Elreth se sobresaltó ante la rabia en su voz.

Él se dio cuenta de que le estaba gruñendo y se obligó a calmarse.

Aspirando profundamente, cerró los ojos.

—Ella simplemente no se ha dado cuenta todavía de cómo…

lo que me está haciendo.

Sacó la idea equivocada de tu padre.

Piensa…

piensa que ya no la necesito.

Y sí la necesito.

Una vez que se dé cuenta…

—Aaryn, mírame —su poder Alfa vibró en esas palabras y sus ojos se abrieron de golpe.

Ella se acercó nuevamente, hasta que su pecho rozó el suyo, pero no lo tocó con sus manos—.

Lamento haber dicho demasiado demasiado rápido —dijo—.

No quise lastimarte.

—¡No es eso!

—insistió él—.

Es que no entiendes…

—No, Aaryn.

Lo entiendo.

De verdad.

Y espero estar equivocada.

Estoy aquí contigo, ¿de acuerdo?

Lo que necesites.

Estoy aquí.

Un sollozo se quebró en su pecho y él se desplomó.

Elreth susurró su nombre y él cayó en sus brazos, enterrando su nariz en su cuello, en su cabello, aferrándose a ella tan fuertemente que ella gruñó.

Pero ella lo abrazó de vuelta, con un brazo acariciándole la columna, susurrándole cuánto lo amaba, que estaba allí, que no iría a ninguna parte.

Aaryn luchaba contra un tornado de lágrimas.

No podía permitirse ceder, entró en pánico cuando otro sollozo se quebró en su garganta.

Si cedía, el peso lo arrastraría y caería bajo el peso de todo.

Estaba seguro de ello.

No podía dejar que ella…

no podía decirle…

no podía pensar así…

Se apartó de los brazos de Elreth y retrocedió nuevamente, moviéndose tan rápido que su madre gruñó y se agachó otra vez.

Elreth no lo siguió, solo lo miró con esos grandes ojos tristes que él odiaba.

Hacían que el dolor de ella fuera suyo, y sabía que su dolor era de ella y…

no podía cargar con ambos en ese momento.

Sacudió la cabeza y se dio la vuelta, de regreso a su madre, apretando la mandíbula.

—Ella solo necesita escucharme.

Solo necesito hacerle entender —insistió, con la voz tan áspera que casi era un gruñido.

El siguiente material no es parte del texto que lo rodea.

PR #35, opened 2022-09-23
Add helper for making a logger tied to a test context

sethvargo:
This adds a new function to the logging package that enables us to couple the logger to the testing context. This will clean up test output and ensure we only see log messages relevant to the failed test(s).

### DIFF
--- a/logging/logger.go
+++ b/logging/logger.go
@@ -26,6 +26,7 @@ import (
 	"cloud.google.com/go/compute/metadata"
 	"go.uber.org/zap"
 	"go.uber.org/zap/zapcore"
+	"go.uber.org/zap/zaptest"
 	"google.golang.org/grpc"
 	grpcmetadata "google.golang.org/grpc/metadata"
 )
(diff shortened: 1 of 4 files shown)


logging/logger.go
```diff
@@ -106,6 +107,20 @@ func FromContext(ctx context.Context) *zap.SugaredLogger {
...
+// information if specific test fails or is run in verbose mode. See [zaptest]
+// for more information.
+//
+//	func TestMyThing(t *testing.T) {
+//		logger := logging.TestLogger(t)
+//		thing := &MyThing{logger: logger}
+//	}
+//
+// [zaptest]: https://pkg.go.dev/go.uber.org/zap/zaptest
+func TestLogger(tb zaptest.TestingT) *zap.SugaredLogger {
```
drevell, line 120: Optional: consider accepting a parameter "opts ...zaptest.LoggerOption" to this function, and passing them through to zaptest.NewLogger. That would let the caller override the level. Dunno if we actually care about that though.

La bestia de su madre lo miraba con cautela, mirando a Elreth de vez en cuando, como si pidiera ayuda.

Y eso le devolvió la ira, espesa y caliente e innegable.

—¡Deja de mirarla!

¡Ella no va a salvarte!

¡Estoy aquí, Mamá!

¡Yo estoy!

¡Yo!

¡Necesitas volver!

Todo sucedió muy rápido.

Se acercó a ella como si fuera humana, con la intención de sujetar su melena, ¡hacer que lo mirara a los ojos y lo viera!

Pero cuando se acercó a ella, ella abrió la boca y lo mordió, rápida como un rayo, sus dientes brillando y tan afilados que pasó un segundo antes de que él registrara el dolor.

Gritó e instintivamente bajó los brazos, volteándose para darle la espalda, agarrando la mano sangrante con la otra.

Elreth jadeó y se apresuró hacia él y todo cambió.

La bestia de su madre pasó corriendo junto a Elreth, hacia el otro lado de la sala de estar, gimiendo y gruñendo.

Elreth se paró sobre él, suplicándole que le mostrara su mano.

Y Aaryn miró fijamente la sangre que goteaba por debajo de su mano.

Ella lo había mordido.

Su madre lo había mordido.

—Aaryn, por favor, déjame verla.

Puedo aplicar presión…

Se enderezó y se puso de pie, volviéndose hacia donde su madre, ahora capaz de moverse, caminaba por la sala, mirando las ventanas y dudando, como si estuviera calculando si podría saltar por una de ellas.

Ese pánico volvió a surgir, arañando su garganta, y comenzó a seguirla, pero Elreth gritó.

—¡AARYN, TIENES QUE DETENERTE ANTES DE QUE ELLA TE MATE!

Se detuvo en seco en el mismo momento en que la bestia de su madre se dio la vuelta para enfrentarlos, con la barbilla baja y el labio levantándose nuevamente.

Y se dio cuenta, de repente, de lo que estaba haciendo.

El pensamiento llegó e intentó alejarlo.

Pero no se iba.

Porque él conocía ese sentimiento.

Se había sentido así mismo cuando era pequeño y su madre estaba tan enferma que no podía dejar su lado ni siquiera para conseguir más comida.

Había sido prisionero de su enfermedad entonces, y ella era prisionera de su pánico ahora.

Ninguno de los dos tenía derecho a hacerle eso al otro.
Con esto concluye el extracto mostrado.